No backups. Unreliable uptime. And of course, no self-hosted option.

If you invest yourself in your blog and take time out of your life to maintain it properly then it's not unreasonable to expect control over your work. If Tumblr goes down for half a day then that means nobody can visit your site, and if you have something that needs to be posted as a matter of urgency then you're stuffed until it comes back up.

Plus, what happens when Tumblr goes out of business?


This is a bit strange. I migrated my blog from Tumblr about a year ago, and at the time there was an easy-to-use XML API to retrieve posts -- presumably the one that powers the many "hacky third party tools that purport to do it".

I suppose it is disconcerting that Tumblr don't just let you export your data from the dashboard, but it's not at all difficult to do, and it's not at all hacky.


It's not difficult or hacky to you - but you read and comment on HN.


Totally agree with both of you.

Tumblr is one of the simplest api's I have ever worked with, though. To decide not to use it because there isn't some one-click dashboard csv export or migration tool.. that's such a weird decision. That's like saying I don't want to use [redacted social networking site] because it doesn't feature [one-click-tool] to move to [alternative redacted social networking site]. I mean, I guess. But, if your concern is about ownership of the data and you're treating their service/app as a datasource, I'm sorry but you're going to have to get your hands a little dirty to export that data into your preferred format.


bear in mind, it's Gina Trapani writing this. She should know how to use an API.


Setup pingdom (or another monitoring service) on a Tumblr site and you can witness the other bigger issue with them.


If you consider Tumblr to fill some of the same space as Twitter (albeit in a more media-rich way), it has roughly "industry-standard" uptime. =]

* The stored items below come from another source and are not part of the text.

PR #1454, opened 2026-05-21
Keep monotonic_ulid monotonic when the system clock moves backward

c-tonneslan:
`monotonic_ulid()` documents that its result is "strictly larger than every other ULID returned by this function inside the same process", and that it "works the same way the reference JavaScript `monotonicFactory` does".

It doesn't, quite. It only handles `now_ms == last_ms` as the increment-the-randomness case:

```python
if now_ms == last_ms:
    # increment randomness, keep last timestamp
    ...
# New millisecond, start fresh
_last = _fresh(now_ms)
```

When the system clock moves **backward** — an NTP correction, a VM migration, a manual change — `now_ms < last_ms`, which skips that branch and falls through to `_fresh(now_ms)`. That builds a ULID whose timestamp prefix is *smaller* than the previous one, so it sorts before it and the monotonicity guarantee is broken.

I don't see what's wrong with "hacky third party tools". From the looks of it, the api seems to allow for you to pull your posts, 50 at a time.

However, it is a bit concerning that there is no built in tool for laymen. It seems like tumblr needs more hires.


I think the worry is that the third party tools might stop working at any time and/or the company might pull or change the API that allows it to function. If it was an official feature from the company, it's continued existence would be a bit more assured (although not perfect).


Tumblr also has some other awesome features you may not have noticed.

My favourite is tag pages only up to 15. So if you have 300 items under a given tag, you can only sort of see 225 (at 15 items per page).


http://cl.ly/3s1g0z2S3Y2n3e1L0q3U

Someone else might find this screenshot quite ironic. A response article, "Why Tumblr" and Tumblr failing to display it.